Desde Junho que me perguntam o que se passa em Hong Kong.
Vou explicar, sem pretensões, ou, como por cá se diz, “atiro tijolos para
atrair jade.”
O ano passado, um cidadão de Hong Kong viajou até Taiwan
(estado que se considera independente, mas é reivindicado pela China, situação
já de si complexa). Este cidadão assassinou a sua namorada em Taiwan,
confessando-o já depois de regressado a Hong Kong. Foi acusado em Taiwan pelo
crime; mas como não existe acordo judicial entre Hong Kong
e Taiwan, o cidadão não pode nem ser extraditado para Taiwan nem ser julgado
pelo crime em Hong Kong, onde foi preso apenas por evasão fiscal.
Se Taiwan tem o complexo estatuto que acima expliquei, o
de Hong Kong está definido, sendo uma região administrativa com estatuto
especial na China. Assim, HK tem um estatuto autonómico sério, com
moeda e sistema político próprios, finanças e justiça independentes,
administração territorial e fronteiriça (emissão de passaportes, vistos, etc).
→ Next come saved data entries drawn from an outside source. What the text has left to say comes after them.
PR #723, opened 2026-07-27
fix(txnlog): recover the committed watermark from the log tail on load

### LINKED ISSUE #668: Data loss: IsBusy commit retry orphans an uncommitted log position, pinning the committed watermark → committed reads truncate

### LINKED ISSUE #1949: Crash recovery restores records but not the transaction log's committed watermark, silently stranding them from replication
## Summary

On an **unclean exit** (crash, OOM kill, container kill, power loss), records written in the last unflushed window before the crash are recovered into the primary store by boot replay, but the transaction log's *last-committed watermark* is not advanced to match — because that watermark is only persisted by the `shutdown()` hook, which a crash never runs. Every normal reader that is bounded by the watermark (replication's resume replay, `read_transaction_log`) stays blind to those records indefinitely. The data is durable and correct in the primary store; it is just invisible to replication and to the transaction log API, silently, forever (until some unrelated later write on that log happens to advance the watermark past the whole stale tail).

This is a genuine replication-durability defect: a peer that resumes replication after the crash never receives writes that were already acknowledged and durable before the crash.

## Mechanism (confirmed, not hypothesized)

- `core/resources/replayLogs.ts:95` replays the transaction log with `readUncommitted: true` on boot, so the **records** come back into the primary store correctly.
- `core/resources/RocksTransactionLogStore.ts:12` only persists the log's last-committed position in the `shutdown()` hook — skipped on any unclean exit.
- Result: replayed records exist in the store, but the transaction log's committed watermark still points before them. Replication's resume-read and `read_transaction_log` are both bounded by that watermark, so they never surface the recovered entries to a resuming peer.

## Evidence

Reproduced and measured 3 independent ways in `integrationTests/cluster/crashWindowReplication.test.mjs` (harper-pro, see PR link below):

1. 4–5 of 17–19 window writes durable on node A, never replicated to node B, across 3 runs.
2. Immediately after restart, A's own `read_transaction_log` returns **zero** of the stranded records. One fresh unrelated write to A advances the watermark past the entire recovered tail, and all of them appear at once and converge to B.
3. With `shutdown()` allowed to run (graceful restart instead of a crash), the same scenario is clean: 18/18 accepted, 18/18 in the log, 18/18 replicated.

## Why this isn't a quick JS-side fix

I prototyped advancing `TransactionLog._lastCommittedPosition` to the true end-of-log from JS after a replay that wrote anything. It did not work — the committed-position watermark is native, cross-thread state behind `_`-prefixed rocksdb-js internals, and `read_transaction_log` still returned nothing after the poke. A durable fix needs either:

- a rocksdb-js API to recover/advance the committed-position watermark after a `readUncommitted` replay, or
- committed-position recovery built into rocksdb-js's own boot/replay path.

rocksdb-js's `TransactionLog.getStats()` already computes `replayGapBytes` and `uncommittedTransactions`, so the gap is measurable today — a boot-time warning when replay detects an unresolved gap would be a cheap interim mitigation even before the real recovery fix lands.

## Related, not root cause

A resumed bulk copy plus this lost audit tail is a double miss: `replication/replicationConnection.ts:3467` resumes bulk copy at `afterKey` in key order, so any key sorting before that point is only ever delivered by the post-copy audit replay from `copyStartTime` — exactly the path this defect breaks. The code comment at that line already documents the copy-resume/audit-replay dependency; it has no defense today against a truncated committed view.

## Repro

`integrationTests/cluster/crashWindowReplication.test.mjs` (harper-pro), opt-in via `HARPER_TEST_CRASH_WINDOW=1` (skipped by default so CI stays green — this is a pin of a known-open defect, not a regression guard). Fails 3/3 opt-in runs with an explicit list of the stranded record IDs.

## Origin

Found while investigating an intermittent nightly failure in `blockCacheEviction.test.mjs` (harper-pro). That test itself had an unrelated race (restart-then-health-poll raced the still-running pre-restart process) which is fixed in HarperFast/harper-pro#618; fixing the race exposed this real defect underneath. Dispatch: `hp-blockcache-eviction-node22-flake`.

core submodule pointer at time of investigation: `cda8d63f` (2026-07-22). Confirmed `replayLogs.ts`, `RocksTransactionLogStore.ts`, and `auditStore.ts` are byte-identical between `cda8d63f` and `origin/main` — not already fixed by any change currently on harper main, including the resume-cursor fixes in Sync Core PR #610.

kriszyp:
Fixes [HarperFast/harper#1949 — Crash recovery restores records but not the transaction log's committed watermark, silently stranding them from replication](https://github.com/HarperFast/harper/issues/1949).

## The defect

After an unclean exit (crash, OOM kill, container kill), transaction-log entries that are durable on disk are invisible to every **committed** read — replication's resume replay and `read_transaction_log` — until some unrelated later commit happens to advance the watermark past the whole stale tail. A peer that resumes replication after the crash never receives writes that were already acknowledged and durable before it.

The two positions involved are easy to conflate, so, precisely:

- **`lastCommittedPosition`** is in-memory only and is never persisted. `commitFinished()`/`commitAborted()` advance it to "front of `uncommittedTransactionPositions`, else `nextLogPosition`". It is what bounds committed reads (`loadLastPosition()` in `transaction-log-reader.ts`).
- **`lastFlushedPosition`** lives in `txn.state` and is written by `databaseFlushed()` — the RocksDB `OnFlushCompleted` callback, so on *every* memtable flush. It means "the log up to here is already in SSTs", and it bounds replay (`startFromLastFlushed`) and purge eligibility.

The link is the bug: `getLastCommittedPosition()` lazily seeded the in-memory watermark **from `txn.state`** on first use. A graceful shutdown looks clean only because `shutdown()` forces a final flush, which writes `txn.state` at the true end of log — nothing ever persists the committed watermark itself. After a crash, `txn.state` sits at the last periodic flush, so the watermark is seeded behind the recovered tail and stays there: the consumer's boot replay re-applies the tail with `readUncommitted`, and those replayed writes deliberately don't re-append to the log (that would prevent replay convergence), so `commitFinished()` never runs and the watermark never moves.

## The fix

`load()` now seeds the watermark from the last entry that closed a transaction, using the active recovery scan and walking backward through rotated files until it finds a boundary or reaches the `txn.state` floor. The persisted `txn.state` flushed position is a safe floor, so recovery never hides entries already absorbed by RocksDB. Older-file probing is bounded, exception-safe, and closes files opened only for the scan. Active-file repair reads `txn.state` first and refuses to truncate below its same-file flushed offset, so a missing flag cannot erase history RocksDB already absorbed.

A store with no log files still leaves the position at `{0, 0}` for the existing lazy path to resolve.

## Tests

`test/transaction-log-crash-recovery.test.ts` (+ a SIGKILL fixture). Both fail on `main` and pass here:

- reopen after entries that no flush ever recorded: committed read returned **0 of 3**
- real SIGKILL, with a flush partway through: committed read returned **3 of 7** — the four post-flush entries stranded, the same shape as the harper-pro repro in the issue
- a transaction spanning four rotated files: the old one-predecessor scan seeded **0 of 1** committed entries; the backward scan recovers the prior boundary
- a flushed, uniform-timestamp tail with missing flags: the old repair shrank the log from **124 to 50 bytes**; the flushed floor now preserves all three entries

Also strengthened the two existing tail-recovery tests in `transaction-log.test.ts`. One carried the comment *"the committed position isn't persisted without a RocksDB flush, so read uncommitted to verify the entries survived on disk"* — this bug written down as an accepted workaround.

Local: 764 vitest passed / 56 files (2 skipped), 117 native gtests passed, production build and `pnpm check` passed.

## Worth a reviewer's attention

**Complete-but-uncommitted tail entries are now visible to committed readers.** The log entry is appended before the RocksDB commit, and `recoverTail()` only strips *torn* tails, so a crash can leave a structurally complete entry whose data commit never landed — the seed exposes it. Two things make that the right behavior rather than a new hazard:

1. It is the same exposure `commitAborted()` already produces at runtime: when a batch was written but the commit failed, `TransactionHandle::close()` calls it and the watermark advances past those bytes.
2. The consumer reconciles the tail by replaying it. In Harper, `replayLogs()` runs synchronously inside `readRocksMetaDb()` immediately after the database is opened and before the root store is returned, so no committed reader can observe the tail before replay has applied it.

The residual case is a replay that aborts early — Harper bounds replay on a no-progress counter (harper#1266) and a wall-clock limit (harper#1316). There the watermark advertises a tail the database doesn't fully have. Both abort paths already log `fatal` with "re-clone this node", so this seemed acceptable rather than worth gating the advance on replay completion, but it is a deliberate call and worth a second opinion.

## Recovery ends the log on a transaction boundary

Only a batch's final entry carries `TRANSACTION_LOG_ENTRY_LAST_FLAG`, so a crash partway through a multi-entry transaction leaves whole, well-framed entries that are merely a *prefix* of it. Left alone, the next transaction's flag closes the phantom group, merging two source transactions into one over replication. The PR closes that two ways, because either alone is incomplete:

1. **The committed watermark is seeded at the last complete transaction**, not at `nextLogPosition`. `scanTransactionLogForRecovery()` reports that boundary alongside `validEnd` from the same walk, so open-time recovery gets it without a second pass.
2. **`recoverTail()` discards the leftover entries** (`discardUnclosedTransaction`), so the file itself ends on a boundary. Seeding alone only holds until the next commit: the bytes stay on disk, the first `commitFinished()` after boot advances the watermark past them, and the merge happens then — one commit later rather than never.

Discarding is safe because nothing durable depends on those bytes. `writeBatch()` completes before `Transaction::Commit()` in every commit path (`transaction.cpp:236`/`286` async, `701`/`710` sync) and both commit-thread lanes preserve dispatch order, so an interrupted log write is always the newest thing in the log and its RocksDB commit never ran.

**The discard is gated, deliberately.** The last-entry flag only landed in `a69528c1` (2025-12-02); a log written before that has no flagged entries at all, and a naive "truncate to the last flagged entry" would wipe the whole file. So it requires both:

- a complete-transaction boundary **earlier in the same file** — the proof that this writer sets the flag; and
- **a single timestamp across the trailing run** — `writeEntriesV1()` stamps every entry of a batch with the batch timestamp while a prior flagged boundary prevents conflating separate transactions even if a caller reuses a timestamp, so more than one timestamp means more than one transaction went unflagged, which a flag-setting writer cannot produce.

Without that proof the bytes are kept and a warning is emitted. That is also what covers a batch `writeBatch()` split across a rotation (no flagged entry in the active file), which is why (1) is still needed: there the seed walks backward across every unflagged rotation until it finds a boundary or reaches the `txn.state` floor.

Both platforms physically truncate every torn tail the framing scan can identify. Windows drops its cached mapping before `SetEndOfFile`, uses the same path for torn and unclosed tails, and resets the timestamp index after either recovery shrink. A durable header followed by a partial payload remains indistinguishable from a valid zero-ending payload on a pre-extended Windows file; detecting that case requires an entry checksum.

**Behavior change worth noting:** a `readUncommitted` replay no longer sees the interrupted batch's prefix. That is intentional and arguably a second fix — Harper's `replayLogs()` currently applies those entries, i.e. writes a partial transaction into the database.

Covered by 13 GoogleTests on the pure scan (framing boundary + the unclosed-tail description that gates the discard) and two end-to-end tests: one truncates a real three-entry transaction to two and asserts the file is back at the boundary, `readUncommitted` sees 1 entry, and the following transaction's entries parse as flags `[1, 1]`; the other clears the flag on the last two entries of a three-transaction log (a pre-flag log's shape) and asserts nothing is dropped. Reverting just the source changes fails the first with `expected 124 to be 50`.

## Relationship to rocksdb-js #668

[#668 — Data loss: IsBusy commit retry orphans an uncommitted log position, pinning the committed watermark → committed reads truncate](https://github.com/HarperFast/rocksdb-js/issues/668) is the *runtime* sibling of this defect: there an orphaned entry in `uncommittedTransactionPositions` pins `lastCommittedPosition` as a permanent floor; here a stale `txn.state` seed sets that floor too low at boot. Same watermark, same silent-truncation symptom, different path — this PR does not fix #668.

Its "Suggested fix → Subtlety" section is worth reading alongside the design question above: it already names the same tension (`writeBatch` durably writes a transaction's bytes before the commit outcome is known, so advancing the watermark past them exposes bytes whose transaction never committed). Recovery now answers that structurally — the log cannot retain an unclosed transaction — while #668's runtime path can still strand one via an orphaned `IsBusy` position, and there the pin is permanent rather than cleared by the next commit. Its fix should probably adopt the same boundary rule rather than inventing a second one.

## Follow-up

Harper needs a `@harperfast/rocksdb-js` bump once this releases; `crashWindowReplication.test.mjs` in harper-pro can then drop its `HARPER_TEST_CRASH_WINDOW` opt-in and become a real regression guard.

---

Current-head review at `2a1833cb`: a full Gemini + Harper storage-domain review found that destructive tail repair ran before reading `txn.state` and could erase a committed, flushed tail. That major is fixed and regression-tested. A delta pass confirmed the fix; its remaining Human-Review-Need 4 items are the deliberate log-authoritative recovery decision Kris approved, inferred interrupted-tail deletion, and the documented Windows checksum gap. Cursor refused the earlier `AGENTS.md` diff and was policy-pruned from the low-risk delta; no Claude leg was used.

Cross-model review coverage at `ba0a59c7`: full passes by Claude, Gemini, and the Harper storage adjudicator, followed by a Claude + Gemini delta pass. Two review-found majors were fixed; the optional Cursor/Grok leg refused the `AGENTS.md` diff. Gemini's sole blocker — that `lastCommittedPosition` is a `std::optional` and the assignment is UB — did not survive a source check: it is a `std::shared_ptr<LogPosition>` always constructed via `make_shared`. Its two test findings (async `console.log` handshake lost to the SIGKILL; Windows self-kill surfacing as exit code 1) were real and are fixed.

Codex additionally caught that the seed's `fullPosition > 0` guard is unsound — that union member aliases the two uint32s as a `double`, so a `logSequenceNumber >= 0x7ff00000` reads back as NaN or negative and would have silently skipped the seed. The repo's own CI review bot independently flagged the same line. Now tested on `logSequenceNumber`. Its remaining finding was the transaction-boundary issue, now fixed here.

The Windows CI failure this PR initially hit was a genuine latent bug it exposed, not a test artifact: `findPositionByTimestamp()` checked for the zero-timestamp end-of-data marker *before* special-casing the header's own timestamp slot, so a log file with a zero header timestamp had its `size` corrected down below the 13-byte header and read as empty. Only Windows reached it at open (its `openFile()` indexes to undo memory-map zero-padding), but the indexing path is cross-platform and the added regression test reproduces it everywhere.

Generated with Claude Opus 5.

<sub>Review-Coverage: authored=unknown; ran=none; rounds=1 @ 027f0017399f</sub>

<sub>Human-Review-Need: 4 @ 027f0017399f</sub>


kriszyp:
I will note that https://github.com/HarperFast/rocksdb-js/pull/723/changes/24b12b943fd48b7b6d55ae4dfabeea3ac3d2e39b significantly expands this PR to more carefully avoid a partial transaction, but if you prefer it to be separated into a different PR, happy to do so.

kriszyp:
Pushed `1b0630bb` — recovery now **discards** the leftover entries of a transaction that never closed, instead of only holding the committed watermark short of them.

The reason for the follow-up: seeding the watermark at the last complete transaction is only true until the next commit. The bytes stayed in the file, the first `commitFinished()` after boot advanced the watermark past them, and the next batch's `TRANSACTION_LOG_ENTRY_LAST_FLAG` closed the phantom group — the same merge, one commit later. `recoverTail()` now ends the file on a boundary, which makes the invariant enforceable rather than merely observed.

Dropping the bytes is safe because `writeBatch()` completes before `Transaction::Commit()` in every commit path and both commit-thread lanes preserve dispatch order, so an interrupted log write is always the newest thing in the log and its RocksDB commit never ran.

The gating is the part most worth your eye: the last-entry flag only landed in `a69528c1` (2025-12-02), so a naive truncate-to-last-flagged-entry would wipe a pre-flag log wholesale. The discard therefore requires a boundary earlier in the same file *and* a single timestamp across the trailing run; anything else is kept and warned about, with the watermark seed still covering committed readers. Details and the platform split (POSIX truncates, Windows zero-fills) are in the updated description.

One intentional behavior change: a `readUncommitted` replay no longer sees the interrupted batch's prefix. In Harper that prefix was being applied by `replayLogs()`, i.e. a partial transaction written into the database, so this looks like a fix in its own right — but flagging it explicitly in case you read it the other way.

660 vitest / 51 files and 110 native gtests locally; the new end-to-end test fails without the source change (`expected 124 to be 50`).

— Claude Opus 5

src/binding/transaction_log/transaction_log_file_windows.cpp
```diff
@@ -458,6 +460,41 @@ bool TransactionLogFile::truncateFile(uint32_t newSize) {
...
+	// append (which writes at `size`, not at EOF) reuses the range.
+	constexpr uint32_t CHUNK = 64 * 1024;
+	std::vector<char> zeros(std::min(CHUNK, entriesEnd - newSize), 0);
+	for (uint32_t offset = newSize; offset < entriesEnd;) {
+		uint32_t chunk = std::min(static_cast<uint32_t>(zeros.size()), entriesEnd - offset);
+		int64_t written = this->writeToFile(zeros.data(), chunk, offset);
+		if (written <= 0) {
+			DEBUG_LOG("%p TransactionLogFile::eraseTail Failed to zero %u bytes at offset %u in %s (error=%lu)\n",
+				this, chunk, offset, this->path.string().c_str(), ::GetLastError());
+			return false;
```
cb1kenobi: **Medium: partial Windows `eraseTail` leaves `size` past the on-disk end-of-entries marker**

Zeros are written forward from `newSize` (the boundary). If a chunk write fails *after* at least one successful chunk — only reachable when the unclosed tail exceeds `CHUNK` (64 KiB) — the bytes at `[boundary, offset)` are already zeroed (so the first zero timestamp, i.e. the end-of-entries marker, now sits at `boundary`), but the function returns `false`. `discardUnclosedTransaction()` then bails without lowering `size`, so `size`/`nextLogPosition` stay at `entriesEnd`. The next append lands at `entriesEnd`, yet any reader scanning from the header stops at the zero at `boundary` — so a subsequently committed entry is silently invisible, the exact symptom class this PR fixes. (A first-chunk failure zeros nothing and degrades safely to the prior keep-the-tail behavior; only the mid-loop failure is inconsistent.)

Suggested fix: make the partial-failure path leave a consistent state — establish and flush the terminator at `boundary` first, then lower the logical `size` to `boundary` whenever any zeroing has occurred, so `size` can never exceed the first zero timestamp even when later chunks fail. Confidence is moderate: this requires a genuine mid-write I/O error during recovery on Windows with a >64 KiB unclosed tail, so it is narrow — but the impact if hit matches the bug being fixed.

—
_Generated by Barber AI_

kriszyp:
Re cb1kenobi's Windows `eraseTail` partial-failure finding: fixed in 52653446.

`eraseTail` now writes the 8-byte end-of-entries marker at `newSize` as its own write before the bulk zeroing loop. A reader stops at the first zero timestamp regardless of what follows it, so once that write lands, `newSize` is safe to use unconditionally as the new `size` — even if a later chunk in the bulk zero fails partway through the rest of the range. That closes the gap where `size` stayed at `entriesEnd` while the on-disk marker had already moved to `newSize`, which would have put the next append past where readers stop.

— KrAIs (Claude Sonnet 5)

kriszyp:
Fixed the Windows recovery-test failure in 05e20019.

The test now validates the platform-specific recovery contract: POSIX physically truncates to the last complete transaction, while Windows preserves the crash-time file length and zeroes the discarded range. Both paths also assert the parser's logical end is the completed-transaction boundary.

Local verification: `pnpm check`, focused crash-recovery tests (4/4), full JS suite (660 passed, 2 skipped), and native suite (110 passed). Final outside-model review found no blockers.

src/binding/transaction_log/transaction_log_file.cpp
```diff
@@ -151,6 +151,31 @@ void TransactionLogFile::open(const double latestTimestamp) {
...
+		return 0;
+	}
+
+	uint32_t fileSize = this->size.load(std::memory_order_relaxed);
+	if (fileSize <= TRANSACTION_LOG_FILE_HEADER_SIZE) {
+		return 0; // header-only or empty: no transactions at all
+	}
+
+	std::vector<char> buffer(fileSize);
+	int64_t bytesRead = this->readFromFile(buffer.data(), fileSize, 0);
```
cb1kenobi, line 167: **Avoiding the whole-file read here (efficiency, non-blocking)**

Really nice, self-contained addition — the boundary-seed logic reads cleanly. One note on the read itself: the scan this feeds (`findLastCompleteTransactionEnd` → `scanTransactionLogForRecovery`) only ever reads the **13-byte entry header** (timestamp / length / flags) and then skips the body with `pos += HEADER + length`. It never dereferences a payload byte. So `std::vector<char> buffer(fileSize)` + a full `readFromFile` pulls the entire file — every value — into memory purely to jump over most of it.

A bounded header-walk would avoid that:

- `pread` the 13-byte header at `pos`, read `length`, advance `pos += 13 + length`, repeat — bounded by `this->size`.
- Memory drops from O(fileSize) to O(1) (one small header buffer, or a ~64 KB refill window to amortize syscalls on logs with many tiny entries).
- On logs with large (blob) values, you also skip faulting in the body pages entirely — real I/O savings, not just the allocation.

The fd is already in hand (`readFromFile` is a `pread` on `this->fd`), so no new handle is needed — this is purely swapping the byte source under the same framing logic. That's the "pass the fd instead of the buffer" idea in its lightest form.

Two honest caveats so it's easy to weigh:

- This is a **cold path** (older files, only the rare mid-transaction fallback), so it's an efficiency nicety, not a correctness issue — perfectly reasonable to defer.
- The only part that wants more than forward hops is `validFramingResumes` (the corruption resync), which needs a forward range scan — but that's corruption-only and can `pread` on demand.

`recoverTail` just below shares this exact pattern, so a small bounded-reader helper could serve both. More context in the summary comment.

*— Generated by Claude Opus 4.8*

src/binding/transaction_log/transaction_log_file.cpp
```diff
@@ -174,8 +199,12 @@ void TransactionLogFile::recoverTail() {
 	}
 
 	RecoveryScan scan = scanTransactionLogForRecovery(buffer.data(), fileSize);
```
cb1kenobi, line 201: Same pattern as the new `scanForLastCompleteTransactionEnd`: the `buffer` here is a whole-file read (a couple lines up) feeding a header-only scan that never touches payload bytes. This read is **pre-existing** — nothing to change for this PR — I'm just flagging it as the natural sharing point: if the scan moves to a bounded header-walk / streaming reader, `recoverTail` and `scanForLastCompleteTransactionEnd` could use the same helper (both only need entry headers + `this->size`). Full write-up in the summary comment.

*— Claude Opus 4.8*

cb1kenobi:
## Follow-up thought: the whole-file-read-then-scan pattern

Really clean recovery work here — the committed-watermark seed walk and the `discardUnclosedTransaction` reasoning (flag proof + single-timestamp run) are easy to follow, and the union-member `logSequenceNumber` gotcha comment is a great catch to leave for the next reader.

While reading through it, one efficiency pattern stood out that's worth capturing. It's mostly **not blocking this PR** — only the first row below is new here — but the new code follows an existing shape that's worth a second look.

Several spots allocate the **entire file** and read every byte, then hand the buffer to a scan that only ever touches the **13-byte entry headers** and skips the bodies (`pos += HEADER + length`). None of these scans read payload bytes, so the full-file read pulls in all the values just to jump over them:

| Site | Reads | Header-only scan it feeds | In this PR? |
|---|---|---|---|
| [`scanForLastCompleteTransactionEnd`](https://github.com/HarperFast/rocksdb-js/blob/fe88e6b22a16ee3cd9dae96153e94a9ac534b363/src/binding/transaction_log/transaction_log_file.cpp#L166) | whole file → `std::vector<char>` | `findLastCompleteTransactionEnd` → `scanTransactionLogForRecovery` | **new here** |
| [`recoverTail`](https://github.com/HarperFast/rocksdb-js/blob/fe88e6b22a16ee3cd9dae96153e94a9ac534b363/src/binding/transaction_log/transaction_log_file.cpp#L193) | whole file → `std::vector<char>` | `scanTransactionLogForRecovery` | read pre-existing; fn modified here |
| [`countEntries`](https://github.com/HarperFast/rocksdb-js/blob/fe88e6b22a16ee3cd9dae96153e94a9ac534b363/src/binding/transaction_log/transaction_log_file.cpp#L340) | whole file → `std::vector<char>` | `countTransactionLogEntries` | pre-existing |
| [`validateTransactionLogImage` / `…Store`](https://github.com/HarperFast/rocksdb-js/blob/fe88e6b22a16ee3cd9dae96153e94a9ac534b363/src/binding/transaction_log/transaction_log_validation.cpp#L255) | whole file → `new char[]` | `scanTransactionLogForRecovery` + its own header walk | pre-existing (separate file) |

### Suggestion

Swap the byte source, keep the framing logic byte-identical: a bounded reader that `pread`s a 13-byte header, advances `pos += 13 + length`, and refills a ~64 KB window as needed — bounded by `this->size`. That gives O(buffer) memory instead of O(fileSize), and on logs with large blob values it skips faulting in the body pages entirely.

Since the scanners already take `(const char* data, uint32_t fileSize)`, the cleanest shape is a small reader abstraction (or the fd) threaded in behind that interface — i.e. "pass the fd instead of the buffer." For the recovery sites this is low-friction because `TransactionLogFile` already owns an open fd and `readFromFile` is already a `pread` on it.

### Wrinkles worth knowing before committing to it

- **The `const char*` interface is load-bearing for the native tests.** The GoogleTests call these scanners ~30 times with in-memory `LogImage` buffers, so a reader/fd signature change ripples through them — you'd likely want a buffer-backed reader shim so the pure functions stay testable without a real file on disk.
- **`validateTransactionLogImage` isn't a pure forward pass.** Its all-zero-tail check reads `[validEnd, fileSize)` *after* the framing walk, and it walks the headers a second time for per-entry anomalies. A `pread`/seek-capable reader handles both fine; a pure sequential stream would need to buffer or re-seek, and you'd probably want to fuse the two walks.
- **`this->size` is trustworthy as the bound at the recovery sites**, which is what makes dropping the `bytesRead != fileSize` full-read check safe: both scans run single-threaded at load before the store is published (no concurrent appends), and on Windows `openFile()` corrects the pre-extended/zero-padded size down before `recoverTail()` runs. A short header read or a `length` past `this->size` is exactly the torn-tail case the scanner already handles.

### Priority

Genuinely low for the recovery sites — they're cold, once-at-open, bounded by rotation size. The strongest case is `validateTransactionLogStore`, which reads *every* `.txnlog` in the directory on each `verify-logs` / `backups.verify()` call — but that's pre-existing and in a separate file, so it's best as its own PR.

Net: the whole-file read in the new `scanForLastCompleteTransactionEnd` (inline comment above) is the one worth a second look for this PR; the rest is an optional cleanup PR. Happy to prototype the bounded-reader helper if it'd be useful.

*— Generated by Claude Opus 4.8*

cb1kenobi (changes requested):

src/binding/transaction_log/transaction_log_file_windows.cpp
```diff
@@ -458,6 +460,58 @@ bool TransactionLogFile::truncateFile(uint32_t newSize) {
...
+	std::vector<char> zeros(std::min(CHUNK, entriesEnd - newSize), 0);
+	for (uint32_t offset = newSize; offset < entriesEnd;) {
+		uint32_t chunk = std::min(static_cast<uint32_t>(zeros.size()), entriesEnd - offset);
+		int64_t written = this->writeToFile(zeros.data(), chunk, offset);
+		if (written <= 0) {
+			DEBUG_LOG("%p TransactionLogFile::eraseTail Failed to zero %u bytes at offset %u in %s (error=%lu); "
+				"end-of-entries marker at %u is already committed, so the unzeroed remainder is unreachable dead "
+				"space that a future append will overwrite\n",
+				this, chunk, offset, this->path.string().c_str(), ::GetLastError(), newSize);
+			break;
```
cb1kenobi: **Low: a partially zeroed range is not "unreachable dead space" once appends grow past the failure offset**

The terminator-first ordering fixes the `size`/marker inconsistency from the previous round — `size` can no longer exceed the first zero timestamp. The residual is what the `break` leaves behind on disk. If zeroing fails at offset `F` (`newSize < F < entriesEnd`), the layout is: valid entries `[0, newSize)`, zeros `[newSize, F)`, **stale entry bytes `[F, entriesEnd)`**, pre-extension zeros after that. Appends resume at `newSize` and grow forward, so as soon as the write frontier passes `F` the bytes immediately after the newest entry are the middle of an old entry rather than zeros — a reader scanning for the end-of-entries marker parses them as a frame header and gets a bogus length or a corrupt frame, in the active log file. The DEBUG_LOG text asserts a future append will overwrite the remainder, but an append only overwrites the prefix of it; the part beyond the frontier stays.

Narrow: Windows, an unclosed tail larger than the 64 KiB chunk, and a `WriteFile` failure on an already-allocated (pre-extended) range. But it re-creates the same silent-truncation/corruption class this PR closes.

Suggested fix: on a chunk failure, fall back to physically truncating at `newSize` (`SetFilePointerEx` + `SetEndOfFile`) instead of `break`ing — `getMemoryMapLocked()` already re-extends lazily when a map request exceeds `this->size`, so the pre-extension model survives and no stale bytes can outlive the erase. Failing that, at least mark the file non-appendable so the store rotates rather than writing into the un-zeroed range, and correct the log text.

—
_Generated by Barber AI_

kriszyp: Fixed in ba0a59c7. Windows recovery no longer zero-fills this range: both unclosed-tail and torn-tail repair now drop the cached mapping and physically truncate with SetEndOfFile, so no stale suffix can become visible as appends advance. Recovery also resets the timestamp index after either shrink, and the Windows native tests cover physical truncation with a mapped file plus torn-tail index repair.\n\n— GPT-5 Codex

Taiwan
pretende mais: quer ser considerado um país. Apesar da proximidade de HK, não
se fala a mesma língua. Porque HK e Macau são regiões administrativas especiais
e Taiwan é um estado que luta por independência, a China chama-lhe “província
rebelde”.
Para extraditar o tal prisioneiro de HK
para Taiwan, teria de entrar em vigor uma lei de extradição que
o governo de Carrie Lam pensou implementar em Hong Kong. Isto
permitiria que, no futuro, fosse extraditado de HK um
cidadão arguido de crime para qualquer país (incluindo a China,
pois, de momento, não existe acordo judicial entre a China e os seus
“territórios especiais”). Não seria qualquer crime: foi elaborada uma
lista de menos de 40 crimes, nenhum deles de índole
política.
A quantidade de povo que, imediatamente, se manifestou
nas ruas (1.030.000 num dia) exigindo a demissão de Carrie Lam demonstrou que
esta ideia era um grande tiro no pé. De facto, tudo o que ameace a autonomia
dos territórios é visto não só como submissão à China continental mas também
como ataque aos direitos humanos, algo que os territórios sentem na pele, pois
ainda se recordam de tristes momentos nada longínquos na História. De imediato,
temendo a mesma futura subordinação a Pequim, Taiwan logo afirmou que não pedia
a extradição do criminoso ainda que a lei fosse aprovada, numa clara posição de
desagrado com as possibilidades que tal lei pode abrir no futuro. Extradições?
Jamais. Pois Hong Kong e, sobretudo, Taiwan foram o refúgio dos dissidentes que
se demarcaram da política chinesa, e, numa atitude de auto-exílio, fugiram
da perseguição que lhes foi movida.
Vendo-se cada vez mais pressionada pelo seu povo, Carrie Lam retirou
o projecto-lei. Mas, como
dizem os protestantes, “aprendemos que não podemos confiar nos políticos”. Há
10 semanas que os protestos crescem cada vez mais, exigindo democracia, não
extradição, sufrágio universal e liberdade em relação à China. Durante dois
dias, o aeroporto de HK (o 8º mais movimentado do mundo) esteve fechado à
navegação, sendo que dias antes alguns protestantes aterraram em Taiwan
(apoiante do seu movimento). As tropas chinesas já colocaram os seus tanques na
fronteira com Hong Kong, numa clara mensagem bélica, quando
até aqui tinham confiado num sistema de “atrito”.
Os protestantes de HK sabem que necessitam de
apoio. Ninguém em HK esqueceu a revolução de 2014. Menos ainda ignoram que se a
China entrar militarmente num território, nomeadamente este pequeno território,
o resultado será desfavorável para o opositor. Quer a China fazê-lo? A China
não teme ninguém. Se não o fez, é porque tenta internacionalmente ter uma
imagem diplomata, nos últimos anos, diferente da reputação que
granjeou com o massacre de Tiananmen em 1989. Para já, a economia entrou em
colapso: a de HK por razão óbvia; a de Taiwan enfrenta um boicote chinês
relativamente ao turismo desde 1 de Agosto.
Se é certo que o poder da grande China é indiscutível,
também é certo que os territórios são de gente de fibra para quem o domínio é a
morte. Resta saber que evolução terá tudo isto, em mais um episódio da história
em que os tigres incomodam o dragão.